__What the task asks__.
Looking at the entries below, how many lines include the word "syntax"? Answer with the number alone.

[Opening Extracted entries section]

PR #2185, opened 2026-01-30
[Oracle] Support hierarchical queries

xitep:
* this is merely building on top of already existing "connect by" functionality for snowflake :)
* and making the `start with` clause optional [as per docs](https://docs.oracle.com/en/database/oracle/oracle-database/21/sqlrf/Hierarchical-Queries.html) and encountered in the wild

### DIFF
--- a/tests/sqlparser_common.rs
+++ b/tests/sqlparser_common.rs
@@ -12926,7 +12926,8 @@ fn parse_connect_by() {
         "SELECT 0 FROM t WHERE 1 = 1 START WITH 'a' = 'a' CONNECT BY 2 = 2 GROUP BY 3",
     );
     dialects.verified_only_select(
-        "SELECT 0 FROM t WHERE 1 = 1 CONNECT BY 2 = 2 START WITH 'a' = 'a' GROUP BY 3");
+        "SELECT 0 FROM t WHERE 1 = 1 CONNECT BY 2 = 2 START WITH 'a' = 'a' GROUP BY 3",
+    );
 }
 
 #[test]


src/ast/query.rs
```diff
@@ -374,6 +374,8 @@ pub struct Select {
     pub prewhere: Option<Expr>,
     /// WHERE
     pub selection: Option<Expr>,
+    /// STARTING WITH .. CONNECT BY
```
xitep:
```suggestion
    /// START WITH .. CONNECT BY
```

src/ast/query.rs
```diff
@@ -475,6 +475,10 @@ impl fmt::Display for Select {
             SpaceOrNewline.fmt(f)?;
             Indent(selection).fmt(f)?;
         }
+        if let Some(ref connect_by) = self.connect_by {
+            SpaceOrNewline.fmt(f)?;
+            connect_by.fmt(f)?;
+        }
```
xitep, line 591: i can't verify this change for snowflake, but [this doc](https://docs.snowflake.com/en/sql-reference/constructs) indicates to me that it's ok

src/ast/query.rs
```diff
@@ -374,6 +374,8 @@ pub struct Select {
     pub prewhere: Option<Expr>,
     /// WHERE
     pub selection: Option<Expr>,
+    /// START WITH .. CONNECT BY
```
xitep:
```suggestion
    /// [START WITH ..] CONNECT BY ..
```

src/parser/mod.rs
```diff
@@ -14000,6 +14000,17 @@ impl<'a> Parser<'a> {
             None
         };
 
+        let connect_by = if self.dialect.supports_connect_by()
+            && self
+                .parse_one_of_keywords(&[Keyword::START, Keyword::CONNECT])
+                .is_some()
+        {
+            self.prev_token();
```
```suggestion
            && self
                .peek_one_of_keywords(&[Keyword::START, Keyword::CONNECT])
                .is_some()
        {
```
would this be equivalent?

src/ast/query.rs
```diff
@@ -374,6 +374,8 @@ pub struct Select {
     pub prewhere: Option<Expr>,
     /// WHERE
     pub selection: Option<Expr>,
+    /// [START WITH ..] CONNECT BY ..
+    pub connect_by: Option<ConnectBy>,
```
iffyio: Can we add a link to the docs where this syntax comes from?

src/ast/query.rs
```diff
@@ -1094,23 +1094,34 @@ impl fmt::Display for TableWithJoins {
...
 #[cfg_attr(feature = "serde", derive(Serialize, Deserialize))]
 #[cfg_attr(feature = "visitor", derive(Visit, VisitMut))]
 pub struct ConnectBy {
     /// START WITH
-    pub condition: Expr,
+    pub condition: Option<Expr>,
     /// CONNECT BY
     pub relationships: Vec<Expr>,
+    /// [CONNECT BY] NOCYCLE
+    pub nocycle: bool,
```
iffyio: Similarly, can we add a link to the docs for this syntax?

tests/sqlparser_common.rs
```diff
@@ -12785,6 +12785,61 @@ fn parse_connect_by() {
...
+                    op: BinaryOperator::Eq,
+                    right: Expr::Prior(Expr::Identifier(Ident::new("child")).into()).into(),
+                }],
+                nocycle: true,
+            }),
+            flavor: SelectFlavor::Standard,
+        }
+    );
+
+    // ~ CONNECT BY after WHERE and before GROUP BY
```
```suggestion
    // CONNECT BY after WHERE and before GROUP BY
```

src/parser/mod.rs
```diff
@@ -14185,25 +14185,35 @@ impl<'a> Parser<'a> {
 
     /// Parse a `CONNECT BY` clause (Oracle-style hierarchical query support).
     pub fn parse_connect_by(&mut self) -> Result<ConnectBy, ParserError> {
-        let (condition, relationships) = if self.parse_keywords(&[Keyword::CONNECT, Keyword::BY]) {
-            let relationships = self.with_state(ParserState::ConnectBy, |parser| {
-                parser.parse_comma_separated(Parser::parse_expr)
+        let (condition, relationships, nocycle) = if self
+            .parse_keywords(&[Keyword::CONNECT, Keyword::BY])
+        {
+            let (relationships, nocycle) = self.with_state(ParserState::ConnectBy, |parser| {
```
iffyio: it rather looks like `CONNECT BY` and `START WITH` are two different clauses, it looks a bit confusing they're being parsed by the same method?

iffyio: wondering a couple things around the current function impl

The current impl essentially duplicates the code in the if and else blocks. Since the goal is solely to parse in arbitrary order, can we rewrite it to use a loop instead? e.g.
```rust
loop {
    if self.parse_keywords(STARTS, WITH) {
    } else if self.parse_keywords(CONNECT, BY) {
    } else {
       break
    }
}
```
I think the function would be much easier to follow as a result.

Also, can we instead of having three separate but fields `relationships` and `nocycle` and `condition`, can we use a representation like e.g.

```rust
enum ConnectByKind {
    ConnectBy{
        relationships: Vec<Expr>,
        nocycle: bool,
    },
    StartsWith(Expr)
}

connect_by: Vec<ConnectByKind>
```
and the order in which the clauses show up in the query will be preserved as a result too (and we skip the consideration of whether snowflake supports specific ordering)

src/parser/mod.rs
xitep: :ok_hand: yes! thanks

tests/sqlparser_common.rs
xitep: :D old habits die hard, obviously! (i'm sorry for the troubles.)

src/ast/query.rs
xitep: i've added the links, but it kind of feels like duplication; after all the two relevant links are just on top of the struct.

src/parser/mod.rs
xitep: yes, that's good idea! and i'll go for it, since `sqlparser-rs` wants to be generic and cover many dialects.

however, there's a subtle difference between the two branches:

at least for `Oracle`, an initial `START WITH ...` _must be followed_ by a `CONNECT BY ...`; whereas an initial `CONNECT BY` _may have_ a `START WITH ...` follower.

with the `Vec<ConnectByKind>`, one can validate this afterwards; similarly the `loop` implies that a `CONNECT BY ... START WITH ... CONNECT BY ... CONNECT BY` would be parsed successfully, which the client would have to validate (and very likely reject.)

i guess it boils down to what `sqlparser-rs` wants be, either "strictly-typed" or "duck-typed", figuratively speaking.  personally i'm rather inclined towards the former, since it takes away the burden from the
clients and centralises know-how into the (shared) library. (just like most of the time, it's simply a trade-off.)

xitep: fyi; i just realised that for validation and error reporting we'll need at least to have the start tokens of the corresponding "kind" clauses; i'll extend `ConnectByKind` to this:

```rust
enum ConnectByKind {
    ConnectBy{
        connect_token: AttachedToken,
        nocycle: bool,
        relationships: Vec<Expr>,
    },
    StartsWith {
        start_token: AttachedToken,
        condition: Expr
   }
}
```

src/parser/mod.rs
```diff
@@ -14184,27 +14188,27 @@ impl<'a> Parser<'a> {
...
-            (condition, relationships)
-        };
-        Ok(ConnectBy {
-            condition,
-            relationships,
-        })
+    pub fn maybe_parse_connect_by(&mut self) -> Result<Vec<ConnectByKind>, ParserError> {
+        let mut clauses = Vec::with_capacity(2);
+        loop {
+            if let Some(idx) = self.parse_keywords_(&[Keyword::START, Keyword::WITH]) {
```
iffyio: can we instead save `let idx = self.index` in the loop before calling the parse method? looks like that would let us avoid introducing the `parse_keywords_` method?

xitep: unfortunately that won't work. (i tried.)

the underlying method calls `parse_keyword -> peek_keyword -> peek_token_ref -> peek_nth_token_ref` will skip leading whitespace. therefore, an index remembered before invoking this call chain might point to a whitespace instead of the identified keyword.

src/parser/mod.rs
```diff
@@ -4521,16 +4521,29 @@ impl<'a> Parser<'a> {
...
+                        self.index = start_index;
+                        first_keyword_index = None;
+                        break;
+                    }
+                }
             }
+            _ => {}
         }
-        true
+        first_keyword_index
```
iffyio: can we rewrite to something like this to follow the previous pattern? (with the slice matching and calling parse_keyword multiple times, makes the new version slightly harder to follow)
```rust
let start_index = self.index;
let mut first_keyword_index = None;
for keyword in keywords {
	if !self.parse_keyword(*keyword) {
		self.index = start_index;
		return None
	}
	if first_keyword_index.is_none() {
		first_keyword_index = Some(self.index.saturating_sub(1));
	}
}

first_keyword_index
```

src/parser/mod.rs
```diff
@@ -4521,16 +4521,29 @@ impl<'a> Parser<'a> {
...
-                // reset index and return immediately
-                self.index = index;
-                return false;
+        self.parse_keywords_(keywords).is_some()
+    }
+
+    /// Just like [Self::parse_keywords], but - upon success - returns the
+    /// token index of the first keyword.
+    #[must_use]
+    fn parse_keywords_(&mut self, keywords: &[Keyword]) -> Option<usize> {
```
```suggestion
    fn parse_keywords_indexed(&mut self, keywords: &[Keyword]) -> Option<usize> {
```

src/parser/mod.rs
iffyio: I see, that makes sense!

src/parser/mod.rs
xitep: i struggled with a good name; thanks for the suggestion

iffyio:
@xitep could you take a look at the conflicts when you have some time?

xitep:
should be good now, i rebased. please squash merge the whole pile of small commits. last but not least, many thanks for your support @iffyio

[Closing Extracted entries section]

__Your response__.
2